Han Sen y la Reina del Momento se sorprendieron, pensando que llevaría una rata o comida en sus fauces si buscaba darles algo.
O tal vez incluso medicina rara como el ginseng.
Pero la criatura les trajo una moneda, lo cual fue bastante desconcertante.
No había dinero en el Santuario, por lo que las monedas de plata como esa eran inútiles, pero Han Sen no podía equivocarse y era una moneda.
La moneda era similar a las antiguas monedas de antaño, con la imagen de una cabeza en un lado y un número en el otro.
En este caso, era el número uno.
La criatura, que seguía sosteniendo la moneda en su boca, se arrastró hacia otro arbusto.
Han Sen apartó a la Reina del Momento, enmascaró su sentido común y fue tras ella.
La criatura siguió adelante hasta que llegó a una colina.
Había una cueva de piedra en su fondo y la criatura corrió hacia su interior.
El cerro medía unos cien metros de altura, pero estaba totalmente cubierto de enredaderas espinosas.
Ver la entrada de la cueva sería una tarea difícil para el ojo inexperto.
Han Sen esperó un rato fuera de la entrada para ver si podía reaparecer.
La criatura lo hizo pero cuando volvió a salir, lo hizo sin la moneda.
Viendo a la criatura caminar de regreso en la misma dirección en la que había venido, Han Sen decidió agacharse en la cueva una vez que la costa estuviera despejada.
Han Sen le dio al lugar un escaneo y verificó que la cercanía inmediata estaba libre de fuerzas vitales.
Se aventuró en lo profundo y después de unos pocos giros, su aura de dongxuan no era suficiente para explorar la entrada ni el más profundo de los recovecos del lugar.
«Esa criatura era pequeña, quizás joven.
¿Tal vez su padre vive en algún lugar por aquí abajo?», se preguntó Han Sen.
Han Sen se puso su armadura y convocó al Caballero Desleal.
Juntos, continuaron el descenso.
Han Sen estaba detrás del Caballero Desleal e hizo lo que pudo para explorar el área.
Lo último que quería hacer era tropezar sin saberlo e invocar la ira de un grupo de súper criaturas que moraban en la oscuridad.
Si hubiera más de dos súper criaturas ahí abajo, estarían en peligro.
El par se mantuvo a un buen ritmo en el túnel.
Querían inspeccionar todo el lugar antes de que la pequeña criatura regresara a la cueva.

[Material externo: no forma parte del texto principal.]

PR #5646, opened 2025-08-10
test: skip test_acl_del_user_while_running_lua_script becuase it constantly fails on CI

vyavdoshenko:
Hard to reproduce the failure locally. Let's skip this test for some time. Additional investigation needed.

### DIFF
--- a/tests/dragonfly/acl_family_test.py
+++ b/tests/dragonfly/acl_family_test.py
@@ -268,6 +268,7 @@ end
 
 
 @pytest.mark.asyncio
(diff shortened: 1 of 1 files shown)


romange:
This is not non-deterministic tests should be designed in the first place.  You can not fit the timeline of distributed events exactly according to your needs.  You either relax the test so that it fails *ONLY* if Program Under Test does not behave correctly when the desired state is reached (and if it's not reached the test does not fail), or alternatively you add the necessary tooling/hooks into the Program Under Test to reach the desired state in 100% of the time @vyavdoshenko  @kostasrim  FYI

PR #5647, opened 2025-08-11
core: Track objects skipped during defragmentation

abhijat:
Objects which are skipped during defragmentation fall in two categories:

* not required (eg INT_TAG)
* not supported but will require support (eg qlist)

The counts for both are tracked and reported, to make it easier to understand where defragmentation did not have an effect.


src/core/page_usage_stats.h
```diff
@@ -55,6 +57,14 @@ class PageUsage {
 
   bool ConsumePageStats(mi_page_usage_stats_t stats);
 
+  void SkipNotRequired() {
```
romange: This function does not skip anything. Maybe `RecordNotRequired`. same below

romange (approved):

PR #6676, opened 2026-02-18
feat(dash): segment merging

kostasrim:
This PR implements a simple Merge function for two buddy segments in DashTable. It does not implement directory merging and it's *only specific* to two segments. It does not provide a high level loop (in dash table) that attempts to merge all segments for example. 

When a segment splits:

* One segments becomes two buddies
* Local depth increases by 1
* Items redistribute across the new segments

When buddies merge:
* Two buddies become one segment
* Depth decreases by 1
* Items get merged into one segment

```
Merge:
  Move all elements from buddy to segment
  Update buddy to point to segment
  Deallocate buddy
  Decrease depth
```

It's important to note that the call to `InsertUniq` should not fail if `Merge` is called with its `preconditions` met.

In summary:

* add Merge and FindBuddy to DashTable
* add unit test

Helps with #7

### DIFF
--- a/src/core/dash.h
+++ b/src/core/dash.h
@@ -191,7 +191,9 @@ class DashTable : public detail::DashTableBase {
     auto* seg = GetSegment(segment_id);
     uint8_t depth = seg->local_depth();
 
-    assert(depth != 1);
+    if (depth <= 1) {
+      return segment_id;
+    }
 
     const size_t bit_pos = global_depth_ - depth;
     const size_t buddy_idx = segment_id ^ (1u << bit_pos);


src/core/dash.h
```diff
@@ -182,6 +182,74 @@ class DashTable : public detail::DashTableBase {
...
+
+    return buddy_idx;
+  }
+
+  // API Contract:
+  //  Do not call this function unless the combined
+  //  size of both segments is less than x * segment_capacity. With x:
+  //  0 < x < 0.25. Under uniform hash distribution insertions
+  //  during merge will never fail as long as x remains under 25%.
+  //  What is more, this 25% is not universal. For non default bucket size (14 slots)
```
kostasrim: In other words we do not need to handle any special case like `SplitBug`

src/core/dash.h
```diff
@@ -182,6 +182,74 @@ class DashTable : public detail::DashTableBase {
...
+
+    // Free buddy segment
+    PMR_NS::polymorphic_allocator<SegmentType> pa(segment_.get_allocator());
+    using alloc_traits = std::allocator_traits<decltype(pa)>;
+    alloc_traits::destroy(pa, buddy);
+    alloc_traits::deallocate(pa, buddy, 1);
+
+    // Decrement unique segment counter
+    --unique_segments_;
+    bucket_count_ -= keep->num_buckets();
```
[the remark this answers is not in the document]
kostasrim: same number doesn't matter

src/core/dash.h
```diff
@@ -182,6 +182,74 @@ class DashTable : public detail::DashTableBase {
     return segment_[segment_id];
   }
 
+  unsigned FindBuddyId(unsigned segment_id) {
+    auto* seg = GetSegment(segment_id);
+    uint8_t depth = seg->local_depth();
+
```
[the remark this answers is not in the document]
kostasrim: We start at depth 1 and we should not go below that.

src/core/dash.h
```diff
@@ -182,6 +182,74 @@ class DashTable : public detail::DashTableBase {
...
+  //  during merge will never fail as long as x remains under 25%.
+  //  What is more, this 25% is not universal. For non default bucket size (14 slots)
+  //  this number needs to be calibrated.
+  void Merge(unsigned keep_id, unsigned buddy_id) {
+    auto* keep = GetSegment(keep_id);
+    auto* buddy = GetSegment(buddy_id);
+
+    assert((keep->local_depth() == buddy->local_depth()));
+    assert((keep->SlowSize() + buddy->SlowSize() < (0.25 * buddy->capacity())));
+    assert(keep->local_depth() != 1);
```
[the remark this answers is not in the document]
kostasrim: nonsense. If we merge two level 1 segments we end up with a level 0 which is `not allowed` and violates the basic property that `gdepth >= 1`

src/core/dash_test.cc
```diff
@@ -373,6 +373,71 @@ TEST_F(DashTest, Split) {
...
+      LOG(INFO) << "Merging segments " << seg_id << " (depth=" << local_depth
+                << ", size=" << seg->SlowSize() << ") and " << buddy_id
+                << " (depth=" << buddy->local_depth() << ", size=" << buddy->SlowSize()
+                << "), combined=" << combined_size;
+
+      dt_.Merge(seg_id, buddy_id);
+    }
+  }
+
+  EXPECT_EQ(dt_.unique_segments(), 2);
```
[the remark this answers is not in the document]
kostasrim: If my grandma had wheels instead of hair she would have been a hot wheels car instead of a human being.

Split() or Merge() won't change, neither xxxhash we use.

src/core/dash_test.cc
```diff
@@ -373,6 +373,71 @@ TEST_F(DashTest, Split) {
...
+
+    if (combined_size <= safe_threshold) {
+      LOG(INFO) << "Merging segments " << seg_id << " (depth=" << local_depth
+                << ", size=" << seg->SlowSize() << ") and " << buddy_id
+                << " (depth=" << buddy->local_depth() << ", size=" << buddy->SlowSize()
+                << "), combined=" << combined_size;
+
+      dt_.Merge(seg_id, buddy_id);
+    }
+  }
```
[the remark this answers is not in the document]
kostasrim: Nonsense for the most part.

> The test iterates through all directory entries and may attempt to merge the same buddy pair multiple times or in different orders.

No it does not. FindBuddy adjusts the depth which finds the CORRECT buddy at each iteration.

> e. If Merge has bugs in directory pointer updates, the test might access deallocated memory or merge segments incorrectly

This will crash....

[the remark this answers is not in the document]
kostasrim: > Consider adding a set to track which unique segments have been processed

This part is actually ok, I had LOG's but I guess these were not enough so I will the assertions also.

src/core/dash.h
```diff
@@ -182,6 +182,74 @@ class DashTable : public detail::DashTableBase {
...
+    buddy->TraverseAll([&](const auto& it) {
+      uint64_t hash = DoHash(buddy->Key(it.index, it.slot));
+      auto& src_bucket = buddy->GetBucket(it.index);
+      [[maybe_unused]] auto res =
+          keep->InsertUniq(std::move(src_bucket.key[it.slot]), std::move(src_bucket.value[it.slot]),
+                           hash, false, [](auto&&...) {});
+      // Because of preconditions
+      assert(res.found());
+    });
+
```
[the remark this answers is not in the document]
kostasrim: bs, we destruct the segment which clears it anyway

src/core/dash.h
```diff
@@ -182,6 +182,78 @@ class DashTable : public detail::DashTableBase {
...
+      return segment_id;
+    }
+
+    return buddy_idx;
+  }
+
+  // API Contract:
+  //  Do not call this function unless the combined
+  //  size of both segments is less than x * segment_capacity. With x:
+  //  0 < x < 0.25. Under uniform hash distribution insertions
```
romange: why `x < 0.25` condition is part of the contract? 
I think it is possible to fail the merge even with x < 0.25, and it is possible to succeed with `x > 0.25`.

If indeed my statement is correct, the real contract should be is that Merge can fail and return false, in which case the moved items returned back to their segments

src/core/dash.h
romange: not clear to me why.

src/core/dash.h
```diff
@@ -182,6 +182,78 @@ class DashTable : public detail::DashTableBase {
...
+  //  during merge will never fail as long as x remains under 25%.
+  //  What is more, this 25% is not universal. For non default bucket size (14 slots)
+  //  this number needs to be calibrated.
+  void Merge(unsigned keep_id, unsigned buddy_id) {
```
romange: Please add the comment what this function does, where it moves items from

src/core/dash.h
kostasrim: Precisely to avoid the rollback you suggest below 😄 

> If indeed my statement is correct, the real contract should be is that Merge can fail and return false, in which case the moved items returned back to their segments

That's the thing -- I don't want to ping pong items and I want to guarantee statistically that this can not happen. I am proactive instead of reactive in this context. 

Of x < 0.25 then at least `75%` of the `merged` segment will be empty. For our bucket/slot sizes we should be in the "statistacally impossible" case for insertion to fail (assuming the worst possible case of insertion). 

I do not blindly trust the math of copilot, and that's why the assertions + preconditions. I can verify this again or run the math on my own

src/core/dash.h
kostasrim: +1

src/core/dash.h
romange: "guarantee statistically"  is oxymoron. You can still merge segments that have less than 25% itemsm but from correctness perspective I find it problematic that we "ignore" possible cases. 

It's like saying "using spinlocks is not required, because concurrent access to a single integer is improbable"

src/core/dash.h
```diff
@@ -182,6 +182,78 @@ class DashTable : public detail::DashTableBase {
...
+  // If there is no buddy for segment_id return segment_id
+  // Otherwise, return buddy_id.
+  unsigned FindBuddyId(unsigned segment_id) {
+    auto* seg = GetSegment(segment_id);
+    uint8_t depth = seg->local_depth();
+
+    assert(depth != 1);
+
+    const size_t bit_pos = global_depth_ - depth;
+    const size_t buddy_idx = segment_id ^ (1 << bit_pos);
```
dranikpg: Please add a comment who a `buddy` is, i.e. the other _leaf_ segment with the same parent, computed by flipping `depth` bit

src/core/dash.h
```diff
@@ -182,6 +182,78 @@ class DashTable : public detail::DashTableBase {
     return segment_[segment_id];
   }
 
+  // If there is no buddy for segment_id return segment_id
+  // Otherwise, return buddy_id.
+  unsigned FindBuddyId(unsigned segment_id) {
```
dranikpg: Please add a short comment on who a buddy is - a segment with the last real adress bit flipped

src/core/dash.h
```diff
@@ -182,6 +182,78 @@ class DashTable : public detail::DashTableBase {
...
+    const size_t buddy_idx = segment_id ^ (1 << bit_pos);
+    assert(buddy_idx < segment_.size());
+
+    auto* buddy = GetSegment(buddy_idx);
+    // If buddy has different local depth, then the segment
+    // at buddy_idx is not actually a buddy. We return back
+    // the segment_id to denote that.
+    if (buddy->local_depth() != depth) {
+      return segment_id;
+    }
```
dranikpg: this comment explains the code, but not the causes - adjacent subtree might be deeper

src/core/dash.h
dranikpg: isn't there only one option for buddy_id and that is `FindBuddyId(keep_id)` so it doesn't have to be a parameter?

src/core/dash.h
```diff
@@ -182,6 +182,78 @@ class DashTable : public detail::DashTableBase {
...
+  // API Contract:
+  //  Do not call this function unless the combined
+  //  size of both segments is less than x * segment_capacity. With x:
+  //  0 < x < 0.25. Under uniform hash distribution insertions
+  //  during merge will never fail as long as x remains under 25%.
+  //  What is more, this 25% is not universal. For non default bucket size (14 slots)
+  //  this number needs to be calibrated.
+  void Merge(unsigned keep_id, unsigned buddy_id) {
+    auto* keep = GetSegment(keep_id);
+    auto* buddy = GetSegment(buddy_id);
```
dranikpg, line 221: and this can become 
```c++
auto* keep = GetSegment(keep_id);
auto* buddy = GetSegment(FindBuddyId(keep_id));

if (keep == buddy)
  return;
```

src/core/dash.h
dranikpg: I get Kosta's idea, its lucrative if you can guarantee it - 25% is a good number and you don't need to write the rollback code or compute it ahead

src/core/dash.h
kostasrim: yes but the idea is to return false/true if the merge fails (because of rollback) not because of improper use of the API (let's say because there is no buddy). I don;'t have a strong preference

src/core/dash.h
kostasrim: see my other comment also, I would like to avoid returning false on violated preconditions and keep true/false for when merge actualyl fails and we need to rollbackj

src/core/dash_test.cc
```diff
@@ -373,6 +373,162 @@ TEST_F(DashTest, Split) {
...
+
+  EXPECT_EQ(dt_.size(), total_size_before);
+
+  // After rollback, src and buddy pointers should still be valid
+  for (auto key : keep_keys) {
+    uint64_t hash = dt_.DoHash(key);
+    auto it = src->FindIt(hash, EqTo(key));
+    EXPECT_TRUE(it.found());
+    // Bucket layout in keep segment changes during failed merge rollback.
+    // InsertUniq can displace existing items in the keep segment (via MoveToOther)
```
kostasrim: @romange during merge an insertion might `displace` items. During rollbacks, the `buddy` is reconstructed with each key/value being placed in the exact same location before the merge.

This is not true however for the `keep` segment if it had to `displace` elements during `merge insertions`.

It should not be an actual problem but hten we can't say the operation is exactly the inverse. The data is the same, the elements though of one are now displaced 

WDYT?

src/core/dash.h
```diff
@@ -182,6 +182,130 @@ class DashTable : public detail::DashTableBase {
...
+      if (!res.found()) {
+        should_rollback = true;
+        return;
+      }
+
+      moved.emplace_back((it.index << 8) | it.slot, (res.index << 8) | res.slot, hash);
+    });
+
+    if (should_rollback) {
+      for (const auto& rec : moved) {
```
romange: why do you need the "moved" to rollback? why not do something like calling `SegmentType::Split`.
i.e. `buddy->Split(keep)`

kostasrim: because `buddy->Split()` does extra work which should not be part of a "reverse operation"

* updates bucket version
* applies eviction policy on_move

If we fail `merge` it means we should `revert back to the same state` as before. If we bump up the version, or apply eviction policy we won't have segment(before rollback)==segment(after  rollback).

This is true for the source bucket as well. Insertions during merge can cause `displacements`. This means that the source bucket after a rollback will have the same data but might have a different layout (e,g, some of its elements got displaced). 

Also thinking about this, we should `bump up` the bucket version after a succesful merge. I guess this is not important for now as we are not planning to run this during snapshoting

romange: But now you pay a significant price for happy path as you need to keep everything just in case. Even if not split, why not do what split does, i.e go over all the items and move if their hash should not be there?

As you said - position argument does not hold here as we change positions if merge succeeds

src/core/dash.h
```diff
@@ -182,6 +182,107 @@ class DashTable : public detail::DashTableBase {
...
+      return false;
+    }
+
+    // Same as Split()
+    uint32_t buddy_chunk_size = 1u << (global_depth_ - buddy->local_depth());
+    uint32_t buddy_start = buddy_id & ~(buddy_chunk_size - 1u);
+    for (size_t i = buddy_start; i < buddy_start + buddy_chunk_size; ++i) {
+      segment_[i] = keep;
+    }
+
```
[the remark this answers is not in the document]
kostasrim: I also added a test

src/core/dash_test.cc
```diff
@@ -373,6 +373,143 @@ TEST_F(DashTest, Split) {
...
+    if (inserted) {
+      all_keys.push_back(i);
+    }
+  }
+
+  EXPECT_GE(dt_.depth(), 2);
+
+  unsigned sid = 0;
+  size_t buddy_id = dt_.FindBuddyId(sid);
+  EXPECT_NE(buddy_id, sid);
```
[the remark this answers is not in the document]
kostasrim: yeah and the assertion will trigger. it's controlled

src/core/dash_test.cc
```diff
@@ -373,6 +373,143 @@ TEST_F(DashTest, Split) {
...
+    EXPECT_TRUE(it.found());
+  }
+
+  for (auto key : buddy_keys) {
+    uint64_t hash = dt_.DoHash(key);
+    auto it = buddy->FindIt(hash, EqTo(key));
+    EXPECT_TRUE(it.found());
+  }
+
+  EXPECT_FALSE(merge_succeeded);
```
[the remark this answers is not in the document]
kostasrim: yeah it's controlled, it won't flake

src/core/dash.h
```diff
@@ -182,6 +182,112 @@ class DashTable : public detail::DashTableBase {
...
+    if (should_rollback) {
+      auto hash_fn = [this](const auto& k) { return policy_.HashFn(k); };
+      keep->Split(hash_fn, buddy,
+                  [&](uint32_t segment_from, detail::PhysicalBid from, uint32_t segment_to,
+                      detail::PhysicalBid to) {
+                    // no-op
+                  });
+
+      return false;
```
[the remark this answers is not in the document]
kostasrim: That's should not happen, we should call Merge() in a canonical way. I added an assertion

src/core/dash.h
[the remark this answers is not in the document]
kostasrim: It confused me so much. It should be canonical, and I added an assertion

src/core/dash.h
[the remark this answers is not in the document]
kostasrim: I also had to properly use a bottom up merge since I broke merge symmetry. But IMO it's so much simpler algorithm -- and conceptually -- we iterate from the leafs and we repeat that either until we reach to depth=1 with 2 leafs or if we can't further merge

src/core/dash.h
```diff
@@ -182,6 +182,104 @@ class DashTable : public detail::DashTableBase {
...
+  bool Merge(unsigned keep_id, unsigned buddy_id) {
+    auto* keep = GetSegment(keep_id);
+    auto* buddy = GetSegment(buddy_id);
+
+    assert((keep->local_depth() == buddy->local_depth()));
+    // assert((keep->SlowSize() + buddy->SlowSize() < (0.25 * buddy->capacity())));
+    assert(keep->local_depth() != 1);
+    assert(keep != buddy);
+    assert(keep_id < buddy_id);  // Callers must iterate low to high to ensure correct orientation
+
```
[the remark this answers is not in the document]
kostasrim: No I won't normalize. Final merging will be a bottom up algorithm starting from the leaves and exiting early if it can't merge any further.

I am completely allergic to the idea of symmetric `Merge()`. It overcomplicates the same simple leaf only algorithm.

src/core/dash.h
kostasrim: @romange I ended up using `Split` as suggested -- PTAL

src/core/dash.h
```diff
@@ -182,6 +182,104 @@ class DashTable : public detail::DashTableBase {
...
+    uint8_t depth = seg->local_depth();
+
+    assert(depth != 1);
+
+    const size_t bit_pos = global_depth_ - depth;
+    const size_t buddy_idx = segment_id ^ (1u << bit_pos);
+    assert(buddy_idx < segment_.size());
+
+    auto* buddy = GetSegment(buddy_idx);
+    // There is no adjacent subtree of different depth
```
romange:
```suggestion
    // There is no adjacent subtree of the same depth
```

romange:
augment review

src/core/dash.h
```diff
@@ -182,6 +182,104 @@ class DashTable : public detail::DashTableBase {
...
+  // - If there is no buddy for segment_id return segment_id.
+  //   Otherwise, return buddy_id.
+  // - A buddy is a sibling segment that was created from the
+  //   same parent during split and can be merged back together.
+  //   It's the adjacent subtree of the same depth.
+  unsigned FindBuddyId(unsigned segment_id) {
+    auto* seg = GetSegment(segment_id);
+    uint8_t depth = seg->local_depth();
+
+    assert(depth != 1);
```
romange:
```suggestion
    if (depth <= 1)
       return segment_id;
```

src/core/dash.h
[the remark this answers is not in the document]
romange: even though it does not matter right now, lets write more robust code and move these two lines before buddy deallocation and use `buddy->bucket_count()`. we had an idea to have dynamic buckets in the past.

romange:
I added more tests @kostasrim .

romange:
Looks good overall. 
1. your merge comment is mostly about the threshold, the whole paragraph can be shortened given that we support rollbacks.
2. There is no mention of versioning. we should comment that Merge() can only run when there are no active snapshots.

kostasrim:
> Looks good overall. 


done -- I still kept the 25% comment but reduced greatly

PR #6679, opened 2026-02-19
refactor: clean includes

BorysTheDev:
Summary: Refactors header dependencies across the facade/server code to tighten include boundaries and reduce compile coupling.

Changes:

- Replaces several transitive includes with forward declarations (e.g., HTTP listener/stats types in facade, shard/slice/controller types in server).
- Reworks replication-related types so `Replica`/`ServerFamily` can depend on a lighter-weight “types” header instead of full replica definitions.
- Adds direct includes in a number of `.cc` units (e.g., `db_slice.h`, `common.h`, `blocking_controller.h`, `absl/strings/ascii.h`) and removes unused standard/absl headers.


src/server/replica_types.h
```diff
@@ -0,0 +1,41 @@
...
+#pragma once
+
+#include <string>
+#include <vector>
+
+#include "server/common_types.h"
+
+namespace dfly {
+
+struct ReplicaSummary {
```
kostasrim, line 14: plz revert this back to `Replica.h`

kostasrim (changes requested):

src/server/replica_types.h
BorysTheDev: Why?

kostasrim: As I explained iternally this is not how `src/server` is. We put stats next to the logical unit. 

This change has zero effect in compile time and it breaks `encapsulation`

dranikpg: I think this is actually fine

BorysTheDev: replica.h is a huge header, and we don't need to propagate dependency on it to a lot of other files via src/server/server_family.h if we can include only a lightweight summary.
The first layer of propagation:
- src/server/cluster/cluster_family.cc
- src/server/cluster/outgoing_slot_migration.cc
- src/server/conn_context.cc
- src/server/dfly_main.cc
- src/server/dflycmd.cc
- src/server/main_service.h     
    - propagates dependencies further to more than 50 files 
- src/server/memory_cmd.cc
- src/server/server_family_test.cc
- src/server/server_family.cc
- src/server/server_family.cc.orig

kostasrim: Again this is `parellizable` it doesn't matter

BorysTheDev: There is no sense include replica in files that don't need it. And no encapsulation is broken, because everything was public. and there is no sense compiling and wasting resources on the thing that you don't need

Issue #6667, opened 2026-02-18
Refactor rdb_load


BorysTheDev:
We need to refactor rdb_load to remove the next static fields:

-   static std::vector<std::string> pending_synonym_cmds_;
-   static base::SpinLock search_index_mu_;  // created_search_indices_, pending_index_mappings_
-   static absl::flat_hash_map<uint32_t, std::vector<PendingIndexMapping>> pending_index_mappings_;
-   static absl::flat_hash_set<std::string> created_search_indices_;
-   static std::vector<PendingHnswMetadata> pending_hnsw_metadata_;

kostasrim:
plz provide some context for all to understand 😄

PR #6684, opened 2026-02-19
refactor: remove static fields from rdb_load

BorysTheDev:
fixes: #6667
Summary: This PR refactors RDB loading to eliminate shared static state in RdbLoader by introducing a per-load-session RdbLoadContext.

Changes:

- Adds RdbLoadContext (rdb_load_context.{h,cc}) to collect pending search-related data (synonyms, key→DocId mappings, HNSW metadata) across multiple loader instances.
- Moves LoadSearchCommandFromAux and post-load search rebuild logic from RdbLoader statics into the shared context.
- Updates RdbLoader to accept/store a RdbLoadContext* and routes pending state through it instead of static containers + spinlock.
- Updates snapshot loading (ServerFamily::Load/LoadRdb) to create a shared context and call PerformPostLoad once after all shard loads complete.
- Updates Dragonfly replication flows (Replica/DflyShardReplica) to share the same context across flows and invoke PerformPostLoad at the end of full sync.
- Adjusts tests to construct RdbLoadContext when instantiating RdbLoader.
- Technical Notes: The new context uses an internal mutex for thread-safe accumulation and provides a single consolidation point for rebuilding/restoring search indices after load.

### DIFF
--- a/src/server/server_family.cc
+++ b/src/server/server_family.cc
@@ -1369,7 +1369,7 @@ std::optional<fb2::Future<GenericError>> ServerFamily::Load(const std::string& p
   load_fibers.reserve(paths.size());
 
   LoadOptions load_opts;
-  auto load_context = std::make_shared<RdbLoadContext>();
+  auto load_context = std::make_unique<RdbLoadContext>();
   if (absl::EndsWith(path, "summary.dfs")) {
     // we read summary first to get snapshot_id and load data correctly
     error_code load_ec = pool.GetNextProactor()->Await(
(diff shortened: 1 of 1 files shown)


dranikpg (approved):

src/server/server_family.cc
```diff
@@ -1368,10 +1368,11 @@ std::optional<fb2::Future<GenericError>> ServerFamily::Load(const std::string& p
   load_fibers.reserve(paths.size());
 
   LoadOptions load_opts;
+  auto load_context = std::make_shared<RdbLoadContext>();
```
romange: seems that the real owner of `load_context` is `load_join_func` and `load_context` can be a unique_ptr.

src/server/server_family.cc
```diff
@@ -1392,8 +1393,9 @@ std::optional<fb2::Future<GenericError>> ServerFamily::Load(const std::string& p
       proactor = pool.GetNextProactor();
     }
 
-    auto load_func = [file, existing_keys, load_opts, aggregated_result, this]() mutable {
-      error_code load_ec = LoadRdb(file, existing_keys, &load_opts);
+    auto load_func = [file, existing_keys, load_opts, aggregated_result, load_context,
```
romange: and here you can pass `load_ctx_ptr = load_context.get`

src/server/replica.h
```diff
@@ -190,7 +190,8 @@ class RdbLoader;
 class DflyShardReplica : public ProtocolClient {
  public:
   DflyShardReplica(ServerContext server_context, MasterContext master_context, uint32_t flow_id,
-                   Service* service, std::shared_ptr<MultiShardExecution> multi_shard_exe);
+                   Service* service, std::shared_ptr<MultiShardExecution> multi_shard_exe,
+                   class RdbLoadContext* load_context);
```
romange, line 194: is it a c++20 feature?

BorysTheDev: no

No habría forma de pasarla si volviera antes de que salieran.
Después de unos cuantos giros y vueltas más, Han Sen llegó al pozo más profundo de esa cueva.
No encontraron ni una sola criatura en el camino.
Cuando Han Sen entró en el último hoyo, se sorprendió.
La cueva tenía muchos objetos peculiares que residían en su interior.
Había montones de armamentos rotos, arsenales y vestimentas.
Algunas piezas de armamento metálico se habían oxidado tanto que parecían palos quemados.
Han Sen encontró una moneda entre la basura.
Estaba por encima de todo lo demás, lo que indica que había sido puesto allí recientemente.
«¿Por qué una súper criatura reuniría tanta basura?
¡Bueno, la basura de un hombre es el tesoro de otra súper criatura!» Cuando este pensamiento irrumpió en la mente de Han Sen, una expresión cayó sobre su cara como la de un ladrón intrigante.
Han Sen agarró una espada oxidada de la pila y pensó para sí mismo: «¡Quizás alguna vez fue usada por un poderoso emperador; alguien que alguna vez gobernó todas las regiones del Tercer Santuario de Dios bajo un solo estandarte!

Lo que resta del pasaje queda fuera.